Start of Block
PR #59, opened 2017-06-02
Feature/fixhiddenfiles

### LINKED ISSUE #58: .DS_store files
It appears that every time I reinstall to test updates, cmake is moving .DS_store files from `../rawtoaces/data/camera` into `/usr/local/include/rawtoaces/data/camera`

In the install configuration I'm seeing this line:
`-- Installing: /usr/local/include/rawtoaces/data/camera/.DS_Store`

which, when I try to run rawtoaces, gives me this error

```
/usr/local/include/rawtoaces/data/camera/.DS_Store(1): expected value
Please double check the Camera Sensitivity data (e.g. the increment should be uniform from 380nm to 780nm).
```

Removing the files fixes the issue, but I can see this being a potential problem for users who use Finder to add specsens or other data into rawtoaces.

Additionally, .DS_store files should likely be added to the .gitignore

miaoqi:
- fixes the bug that will try to read unneeded file such as ".DS_store" during data loading. 
- closes #58

### DIFF
--- a/src/acesrender.cpp
+++ b/src/acesrender.cpp
@@ -144,7 +144,7 @@ int AcesRender::readCameraSenPath( const char * cameraSenPath,
 
             for ( vector<string>::iterator file = cFiles.begin( ); file != cFiles.end( ); ++file ) {
                 string fn( *file );
-                
+                if ( fn.find(".json") == std::string::npos ) continue;
                 readC = _idt->loadCameraSpst( fn,
                                               static_cast <const char *> (P.make),
                                               static_cast <const char *> (P.model),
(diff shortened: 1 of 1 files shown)


miaoqi:
You are right that this commit is indirectly connected to hidden file fix. It is directly related to data loading. I forgot to create another branch to address this specific commit.

src/acesrender.cpp
```diff
@@ -144,7 +144,7 @@ int AcesRender::readCameraSenPath( const char * cameraSenPath,
 
             for ( vector<string>::iterator file = cFiles.begin( ); file != cFiles.end( ); ++file ) {
                 string fn( *file );
-                
+                if ( fn.find(".json") == std::string::npos ) continue;
```
aforsythe, line 147: Just a thought, but is it better to only read files with a .json extension into the cFiles variable instead of testing each file in cFiles to see if it's a .json?

aforsythe:
I've removed the unrelated commit 4b94ce1b1631b8bb513526e7b831dc053ca589db from #59.  I placed a branch on my fork with it here fab0c0dc65f96357836d71abb07d3141e38fffca

src/acesrender.cpp
miaoqi: The common method of "opendir (path)" will open a path and return a list of files in that path to "cFiles". I may be able to find a method that only returns files of a certain type such as JSON.

aforsythe: I understand.  Don't worry about it.

PR #62, opened 2017-06-02
Fix incorrect link in "README.md" file.

KelSolaar:


KelSolaar:
A ton of links are actually broken, I'll fix them in another PR I think,

PR #78, opened 2017-06-23
Feature/cleanup

miaoqi:
* cleans up and simplifies the code base;
* removes the flag of "--ss-path" and the feature to read from external camera sensitivity file;
* adds new flags such as "--valid-illums" and associated functions 
* fixes a bug related to "half-size"
* changes "make" and "installation" processes
* updates "README.md" to reflect the changes above


src/usage.h
```diff
@@ -324,57 +321,57 @@ int configureSetting ( int argc,
...
+                        lowerCase ( opts.illumType );
                     }
                     else {
-                        fprintf( stderr,"\nError: white balance method 1 requires an illuminant be specified" );
+                        fprintf( stderr, "\nError: white balance method 1 requires an "
+                                         "illuminant be specified\n" );
                         exit(-1);
                     }
                 }
-                if ( opts.use_wb == 3 ) {
```
lchen198, line 346: using const variable or an enum would make it more clear.

miaoqi: Cool! Thanks! Will do it now.

miaoqi: Just fixed it. :)

PR #83, opened 2017-07-05
Feature/day light

miaoqi:
This branch incorporates "daylight" math functions to calculate Daylight Spectral Power Distribution (SPD) dataset instead of reading from external JSON files.


aforsythe:
@miaoqi seems like it's failing with an `assert` but probably should be some error checking and fail with an `cerr` message.

`./rawtoaces --wb-method 1 D6023 /Users/alex/Desktop/testing/raw/AFA_9285.NEF 
Assertion failed: (cct >= 4000 && cct <= 25000), function cctToxy, file /Users/alex/Source/rawtoaces/lib/rta.cpp, line 207.
Abort trap: 6`

Also, it fails when typing in a specific cct ... e.g. d6025.

miaoqi:
I thought daylight is like "D60", "D65", "D250", etc. How can it reach "D6025"?

aforsythe:
D65 is short for Daylight with a CCT of 6504 .. Daylight can be any CCT between 4000K and 25,000K

PR #108, opened 2018-04-24
XYZ to ACES matrix

kisakata:
Values of XYZ to ACES matrix defined in XYZ_acesrgb was not correct.
It was using value with D65 to D50 Bradford matrix applied.

Since XYZ to ACES matrix was incorrect,
renderNonDNG() in acesrender.cpp was applying chromatic adaptation twice.
 - D50 to D60 CAT02 matrix in applyCAT()
 - D65 to D60 Bradford matrix that was included in XYZ_acesrgb
I updated XYZ_acesrgb to the value defined in ACES specification,
so that chromatic adaptation will be applied only once.

Since rta.cpp uses XYZ_acesrgb too, I 
I created a variable called XYZ_D65_acesrgb and copied the original value of XYZ_acesrgb,
and updated rta.cpp to use XYZ_D65_acesrgb, so that it still uses same value.

One other thing I noticed is that converted values in XYZ colorspace is not in D50, but in D65.
(LibRaw converts RAW image once to sRGB and then converts to XYZ,
so the values in XYZ are in D65)
I've defined variable called d65, and applyCAT uses this value instead of d50.


lib/define.h
```diff
@@ -174,6 +174,7 @@ const double dmax = numeric_limits<double>::max();
 static const double XYZ_w[3] = {0.952646074569846, 1.0, 1.00882518435159};
 static const double d50[3] = {0.9642, 1.0000, 0.8250};
 static const double d60[3] = {0.952646074569846, 1.0000, 1.00882518435159};
+static const double d65[3] = {0.9547, 1.0000, 1.0883};
```
spatre, line 177: The correct XYZ values for d65 should be [0.95047,1.00000,1.08883]

d65

spatre:
The entire Pull request is valid except for a typo on line 2 in the summary: "It was using value with **D65 to D50** Bradford matrix applied." We've confirmed that the XYZ_acesrgb matrix is in fact using a **D65 to D60** Bradford matrix. Your code changes are being verified by the admin, to be updated to the source master.

kisakata:
Thanks @spatre, for catching the typo.

antond-weta (approved):

PR #118, opened 2020-03-31
PR: Add "Dockerfile".

KelSolaar:
This PR adds a *Dockerfile* to run *rawtoaces* in a container with [Docker](https://www.docker.com/):

Assuming that you have Docker and this PR pulled:

*Building the Container*

Note that the compilation of *ceres-solver* requires a significant amount of memory, well over the 2Go that Docker allocates by default. Thus you will need to increase the memory in Docker preferences: **Preferences --> Resources --> Advanced**, 8Go should be enough.

```sh
docker build -f "Dockerfile" -t rawtoaces:latest "."
```

*Running the Container*

```sh
docker run -it --rm -v $PWD:/tmp -w /tmp rawtoaces:latest rawtoaces IMG_1234.CR2
```

### DIFF
--- a/Dockerfile
+++ b/Dockerfile
@@ -1,0 +1,28 @@
+FROM ubuntu:bionic
+
+ENV DEBIAN_FRONTEND=noninteractive
+
+RUN apt-get update \
+    && apt-get -y install --no-install-recommends apt-utils dialog 2>&1 \
+    && apt-get -y install curl git  \
+    && apt-get -y install cmake build-essential libilmbase-dev libraw-dev libboost-all-dev libgoogle-glog-dev libatlas-base-dev libeigen3-dev libsuitesparse-dev \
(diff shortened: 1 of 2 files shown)


notwa:
as a bit of an aside, I've tweaked your dockerfile to make it a little more robust, and shrunk the final image by not including developer tools. note, however, that my version isn't suitable as a pull request since I've hardcoded certain commits to checkout (including those that come from a fork (#108)), but I welcome anyone to adapt it.
https://gist.github.com/notwa/89e05a60ea5923114d28302e17bd3295

antond-weta (approved):

antond-weta:
@KelSolaar could you please resolve the conflicts there?

KelSolaar:
Should be good @antond-weta! I will work on the ASWF based container in another PR.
End of Block
**Exercise description:** The entries are to be duplicated exactly, with nothing changed.

**Worked solution:**
PR #59, opened 2017-06-02
Feature/fixhiddenfiles

### LINKED ISSUE #58: .DS_store files
It appears that every time I reinstall to test updates, cmake is moving .DS_store files from `../rawtoaces/data/camera` into `/usr/local/include/rawtoaces/data/camera`

In the install configuration I'm seeing this line:
`-- Installing: /usr/local/include/rawtoaces/data/camera/.DS_Store`

which, when I try to run rawtoaces, gives me this error

```
/usr/local/include/rawtoaces/data/camera/.DS_Store(1): expected value
Please double check the Camera Sensitivity data (e.g. the increment should be uniform from 380nm to 780nm).
```

Removing the files fixes the issue, but I can see this being a potential problem for users who use Finder to add specsens or other data into rawtoaces.

Additionally, .DS_store files should likely be added to the .gitignore

miaoqi:
- fixes the bug that will try to read unneeded file such as ".DS_store" during data loading. 
- closes #58

### DIFF
--- a/src/acesrender.cpp
+++ b/src/acesrender.cpp
@@ -144,7 +144,7 @@ int AcesRender::readCameraSenPath( const char * cameraSenPath,
 
             for ( vector<string>::iterator file = cFiles.begin( ); file != cFiles.end( ); ++file ) {
                 string fn( *file );
-                
+                if ( fn.find(".json") == std::string::npos ) continue;
                 readC = _idt->loadCameraSpst( fn,
                                               static_cast <const char *> (P.make),
                                               static_cast <const char *> (P.model),
(diff shortened: 1 of 1 files shown)


miaoqi:
You are right that this commit is indirectly connected to hidden file fix. It is directly related to data loading. I forgot to create another branch to address this specific commit.

src/acesrender.cpp
```diff
@@ -144,7 +144,7 @@ int AcesRender::readCameraSenPath( const char * cameraSenPath,
 
             for ( vector<string>::iterator file = cFiles.begin( ); file != cFiles.end( ); ++file ) {
                 string fn( *file );
-                
+                if ( fn.find(".json") == std::string::npos ) continue;
```
aforsythe, line 147: Just a thought, but is it better to only read files with a .json extension into the cFiles variable instead of testing each file in cFiles to see if it's a .json?

aforsythe:
I've removed the unrelated commit 4b94ce1b1631b8bb513526e7b831dc053ca589db from #59.  I placed a branch on my fork with it here fab0c0dc65f96357836d71abb07d3141e38fffca

src/acesrender.cpp
miaoqi: The common method of "opendir (path)" will open a path and return a list of files in that path to "cFiles". I may be able to find a method that only returns files of a certain type such as JSON.

aforsythe: I understand.  Don't worry about it.

PR #62, opened 2017-06-02
Fix incorrect link in "README.md" file.

KelSolaar:


KelSolaar:
A ton of links are actually broken, I'll fix them in another PR I think,

PR #78, opened 2017-06-23
Feature/cleanup

miaoqi:
* cleans up and simplifies the code base;
* removes the flag of "--ss-path" and the feature to read from external camera sensitivity file;
* adds new flags such as "--valid-illums" and associated functions 
* fixes a bug related to "half-size"
* changes "make" and "installation" processes
* updates "README.md" to reflect the changes above


src/usage.h
```diff
@@ -324,57 +321,57 @@ int configureSetting ( int argc,
...
+                        lowerCase ( opts.illumType );
                     }
                     else {
-                        fprintf( stderr,"\nError: white balance method 1 requires an illuminant be specified" );
+                        fprintf( stderr, "\nError: white balance method 1 requires an "
+                                         "illuminant be specified\n" );
                         exit(-1);
                     }
                 }
-                if ( opts.use_wb == 3 ) {
```
lchen198, line 346: using const variable or an enum would make it more clear.

miaoqi: Cool! Thanks! Will do it now.

miaoqi: Just fixed it. :)

PR #83, opened 2017-07-05
Feature/day light

miaoqi:
This branch incorporates "daylight" math functions to calculate Daylight Spectral Power Distribution (SPD) dataset instead of reading from external JSON files.


aforsythe:
@miaoqi seems like it's failing with an `assert` but probably should be some error checking and fail with an `cerr` message.

`./rawtoaces --wb-method 1 D6023 /Users/alex/Desktop/testing/raw/AFA_9285.NEF 
Assertion failed: (cct >= 4000 && cct <= 25000), function cctToxy, file /Users/alex/Source/rawtoaces/lib/rta.cpp, line 207.
Abort trap: 6`

Also, it fails when typing in a specific cct ... e.g. d6025.

miaoqi:
I thought daylight is like "D60", "D65", "D250", etc. How can it reach "D6025"?

aforsythe:
D65 is short for Daylight with a CCT of 6504 .. Daylight can be any CCT between 4000K and 25,000K

PR #108, opened 2018-04-24
XYZ to ACES matrix

kisakata:
Values of XYZ to ACES matrix defined in XYZ_acesrgb was not correct.
It was using value with D65 to D50 Bradford matrix applied.

Since XYZ to ACES matrix was incorrect,
renderNonDNG() in acesrender.cpp was applying chromatic adaptation twice.
 - D50 to D60 CAT02 matrix in applyCAT()
 - D65 to D60 Bradford matrix that was included in XYZ_acesrgb
I updated XYZ_acesrgb to the value defined in ACES specification,
so that chromatic adaptation will be applied only once.

Since rta.cpp uses XYZ_acesrgb too, I 
I created a variable called XYZ_D65_acesrgb and copied the original value of XYZ_acesrgb,
and updated rta.cpp to use XYZ_D65_acesrgb, so that it still uses same value.

One other thing I noticed is that converted values in XYZ colorspace is not in D50, but in D65.
(LibRaw converts RAW image once to sRGB and then converts to XYZ,
so the values in XYZ are in D65)
I've defined variable called d65, and applyCAT uses this value instead of d50.


lib/define.h
```diff
@@ -174,6 +174,7 @@ const double dmax = numeric_limits<double>::max();
 static const double XYZ_w[3] = {0.952646074569846, 1.0, 1.00882518435159};
 static const double d50[3] = {0.9642, 1.0000, 0.8250};
 static const double d60[3] = {0.952646074569846, 1.0000, 1.00882518435159};
+static const double d65[3] = {0.9547, 1.0000, 1.0883};
```
spatre, line 177: The correct XYZ values for d65 should be [0.95047,1.00000,1.08883]

d65

spatre:
The entire Pull request is valid except for a typo on line 2 in the summary: "It was using value with **D65 to D50** Bradford matrix applied." We've confirmed that the XYZ_acesrgb matrix is in fact using a **D65 to D60** Bradford matrix. Your code changes are being verified by the admin, to be updated to the source master.

kisakata:
Thanks @spatre, for catching the typo.

antond-weta (approved):

PR #118, opened 2020-03-31
PR: Add "Dockerfile".

KelSolaar:
This PR adds a *Dockerfile* to run *rawtoaces* in a container with [Docker](https://www.docker.com/):

Assuming that you have Docker and this PR pulled:

*Building the Container*

Note that the compilation of *ceres-solver* requires a significant amount of memory, well over the 2Go that Docker allocates by default. Thus you will need to increase the memory in Docker preferences: **Preferences --> Resources --> Advanced**, 8Go should be enough.

```sh
docker build -f "Dockerfile" -t rawtoaces:latest "."
```

*Running the Container*

```sh
docker run -it --rm -v $PWD:/tmp -w /tmp rawtoaces:latest rawtoaces IMG_1234.CR2
```

### DIFF
--- a/Dockerfile
+++ b/Dockerfile
@@ -1,0 +1,28 @@
+FROM ubuntu:bionic
+
+ENV DEBIAN_FRONTEND=noninteractive
+
+RUN apt-get update \
+    && apt-get -y install --no-install-recommends apt-utils dialog 2>&1 \
+    && apt-get -y install curl git  \
+    && apt-get -y install cmake build-essential libilmbase-dev libraw-dev libboost-all-dev libgoogle-glog-dev libatlas-base-dev libeigen3-dev libsuitesparse-dev \
(diff shortened: 1 of 2 files shown)


notwa:
as a bit of an aside, I've tweaked your dockerfile to make it a little more robust, and shrunk the final image by not including developer tools. note, however, that my version isn't suitable as a pull request since I've hardcoded certain commits to checkout (including those that come from a fork (#108)), but I welcome anyone to adapt it.
https://gist.github.com/notwa/89e05a60ea5923114d28302e17bd3295

antond-weta (approved):

antond-weta:
@KelSolaar could you please resolve the conflicts there?

KelSolaar:
Should be good @antond-weta! I will work on the ASWF based container in another PR.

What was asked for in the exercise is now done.